Saturday 9 March 2013

Protest votes a fillip for the real Nasty Party


Last week’s Eastleigh by-election was hailed by many people – not least UKIP themselves – as a triumph for the UK Independence Party. But it was really a triumph for the Liberal Democrats.

It was, after all, the junior partners in the government coalition who won the seat. UKIP came second, an achievement that wasn’t so much good news for them as bad news for the Conservatives.

The Lib Dems won despite their part in a rightly unpopular government.

Despite the fact that the previous (and previously popular) holder of the seat had lost it over a well-publicised guilty plea to a charge of perverting the course of justice.

Despite the campaign being overshadowed, right up to polling-day, by some very seedy allegations indeed against the party’s former chief executive.

And despite the fact that they have clearly been displaced by UKIP as the party that attracts the protest vote.

Many people who voted Lib Dem in 2010 in protest against both the Labour government and the Tory opposition are highly unlikely to do it again.

And one hopes that few people would vote for UKIP if there was any danger of them actually getting into office. Or if anyone actually took the trouble to find out what they really stand for.

Their chinless leader, Nigel Farage, may be a decent comedy turn but he’s a deeply unappealing politician.

The funniest thing about his quip against the Tories – “now the party of gay marriage and windmills” – was that those are arguably the best things David Cameron and his party stand for. (Not that I think gay marriage is an issue worth troubling with. I find it equally baffling that any gay couple would think getting married mattered, or that anyone else would think it mattered to prevent them.)

Farage’s own party pretends to be a single-issue lobby against the European Union, the gravy train on which he and 11 of his colleagues are passengers. But it does profess other policies.

Policies which mostly fall into one or more of three categories: the barmy, the nasty and the deluded.

Their tax policies, for instance, would add up to a severe worsening of the country’s economic mess – and that’s before you even consider the potentially disastrous consequences of quitting Europe.

Their underlying theme is, surprise surprise, to benefit people like themselves – small to middling self-made businessmen. So, then, abolition of employers’contributions to National Insurance, inheritance tax and (unspecified) “taxes on small businesses”.

They want to reduce government spending drastically – yet spend 40 per cent more on defence and double the number of prison places.

It doesn’t come anywhere near adding up – except to a sense that they want to take over the Tories’ old mantle of Nasty Party.

They also want, somewhat irrelevantly, to repeal the ban on smoking in pubs and hold a referendum on the hunting ban. And, interestingly, to bring back student grants – which sounds superficially appealing but is totally inconsistent with their other financial ideas.

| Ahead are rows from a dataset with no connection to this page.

PR #4108, opened 2026-07-23
feat: support native qk_rope_head_dim=0 sparse MLA decode in trtllm-gen

JustinTong0323:
## 📌 Description

Adds a native TRTLLM-GEN sparse MLA decode path for the shape with **no rotary tail**: `kv_lora_rank=512`, `qk_rope_head_dim=0`.

For this shape the query carries no RoPE component, and both KV TMA descriptors address a **single 512-wide cache pool**, so the kernel needs the per-request active lengths to bound the sparse gather. Today `trtllm_batch_decode_with_kv_cache_mla` only accepts `deepseek_mla_dimensions` and `smaller_mla_dimensions`, so a `qk_rope_head_dim=0` request is rejected as an unsupported MLA dimension.

This PR registers the new dimension set and threads an optional `sparse_mla_top_k_lens` tensor down to the launcher so the shape can be served natively.

**Changes**

- **`csrc/trtllm_fmha_kernel_launcher.cu`** — add an optional `sparse_mla_top_k_lens` argument to `trtllm_paged_attention_decode`. When the single-pool dynamic sparse MLA shape is detected (`sparse_mla_top_k_lens` present and MLA decode), pass the key cache as the sliding-window KV pool so the kernel reads the active per-token lengths. The launcher already rejects combining block-sparse attention with sparse MLA (`sparse_mla_top_k <= 0` check), so the two stay mutually exclusive.
- **`flashinfer/mla/_core.py`** — register `nope_mla_dimensions` (`kv_lora_rank=512`, `qk_rope_head_dim=0`); require `sparse_mla_top_k > 0` and a `sparse_mla_top_k_lens` tensor for this shape; thread the autotune profiling length through the decode tuning config so different `top_k` values key distinct autotune configs; expose `sparse_mla_top_k_lens` on the public `trtllm_batch_decode_with_kv_cache_mla`.
- **`flashinfer/decode.py`** — forward the new optional argument at the two existing kernel call sites.
- **`flashinfer/trace/templates/attention.py`** — declare the optional `sparse_mla_top_k_lens` input on the sparse MLA decode trace template so the trace schema matches the kernel signature.

The new argument is **optional and defaults to `None`**, so the `deepseek_mla_dimensions` / `smaller_mla_dimensions` decode paths are unchanged. `sparse_mla_top_k_lens` (one `int32` active length per query token) is supplied by the caller.

## 🔍 Related Issues

None.

## 🚀 Pull Request Checklist

### ✅ Pre-commit Checks

## 🧪 Tests

Static checks pass (`clang-format` / `ruff` / `mypy` via `pre-commit`). The new path has been exercised end-to-end in a downstream serving stack that computes `sparse_mla_top_k_lens` from the page table and drives this decode path. Happy to add a focused in-tree unit test for the `qk_rope_head_dim=0` dimension registration + argument threading — see Reviewer Notes.

## Reviewer Notes

- **Backward compatibility**: `sparse_mla_top_k_lens` is optional and defaults to `None`; all existing callers and the two established MLA dimension sets keep their current behavior.
- **Mutual exclusion**: block-sparse attention and sparse MLA are already mutually exclusive in the launcher (`sparse_mla_top_k <= 0` check), so the new single-pool path cannot be entered together with block-sparse.
- **Autotune keying**: the profiling length is threaded through the decode tuning config and into the cache key, so a dense request (`len(inputs)==4`) and a sparse request (`len(inputs)==5`) resolve to distinct autotune configs rather than mis-keying.
- I can add a unit test covering the dimension registration and the optional-argument threading if you'd like it in-tree — let me know the preferred test shape.

## Summary by CodeRabbit

* **New Features**
  * Added support for native no-RoPE MLA decoding.
  * Added optional per-query sparse attention lengths for supported MLA decode workloads.
  * Added validation for sparse attention length tensor type, shape, device, and contiguity.
  * Integrated sparse MLA inputs with direct decoding and autotuning paths.

* **Bug Fixes**
  * Improved handling of supported MLA head configurations during decode dispatch.


flashinfer/mla/_core.py
saltyminty, line 3220: Is it intended that we don't have a auto branch for nope?

saltyminty:
CI looks good

saltyminty (approved):
Left one comment but approved

flashinfer/mla/_core.py
JustinTong0323: Yes, on SM100/SM103 the call intentionally stays on the generic auto path. Since the no-RoPE shape requires sparse MLA, CuTeDSL is filtered out and trtllm-gen is the only remaining runner, so a separate branch would duplicate the existing routing.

Their real doorstep appeal, though, is on immigration. And it’s there that their true xenophobic nastiness comes to the fore.

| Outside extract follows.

PR #4119, opened 2026-07-23
perf(test): bulk-precompile XQA decode kernels to cut test wall time ~4x

bkryu:
## 📌 Description

`tests/attention/test_trtllm_gen_attention_decode_xqa.py` takes **40+ minutes** in CI where profiling shows the wall time is ~95% JIT compilation, not kernel execution.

The point is quite well made by one of their former MEPs, who defected to the Conservatives during the Eastleigh campaign.

Spanish by passport, Argentinian by birth, and a woman, Marta Andreasen was always a somewhat eccentric UKIP member.

She explained her decision to quit the party like this: “I agree that there should be proper controls on immigration, but UKIP’s position on this – warning that millions of Bulgarians and Romanians would come to this country – was one of the things that contributed to my leaving the party.

“We were coming too close to the BNP. We were on the margins of the racists.”

Pretty narrow margins, I’d say.

The Bulgarian/Romanian question, of course, has yet to be proven either way.

It may be that, like so many Poles, they will come here, take a look, then go home again.

Or that, as with the Lithuanians and Latvians, their presence here in fairly small numbers relative to the UK population will be enough to cause real problems in the countries they have left.

As foreign secretary William Hague admits, any estimate of the number of Bulgarians and Romanians who will head for the UK once current restrictions end next year can only be guesswork.

Hague, understandably, wants to tackle what he calls “benefit tourism” – “so that people are not drawn to our country, or any country, just by being attracted to the benefits”.

Of course, Hague’s government has the answer to that in its hands. And one it sometimes seems intent on pursuing.

Wreck the benefits system entirely – and with it the NHS and the education system too – and no one will want to live here. Including those of us who already do.

That ought to suit Farage and his chums down to the depopulated, non-European ground.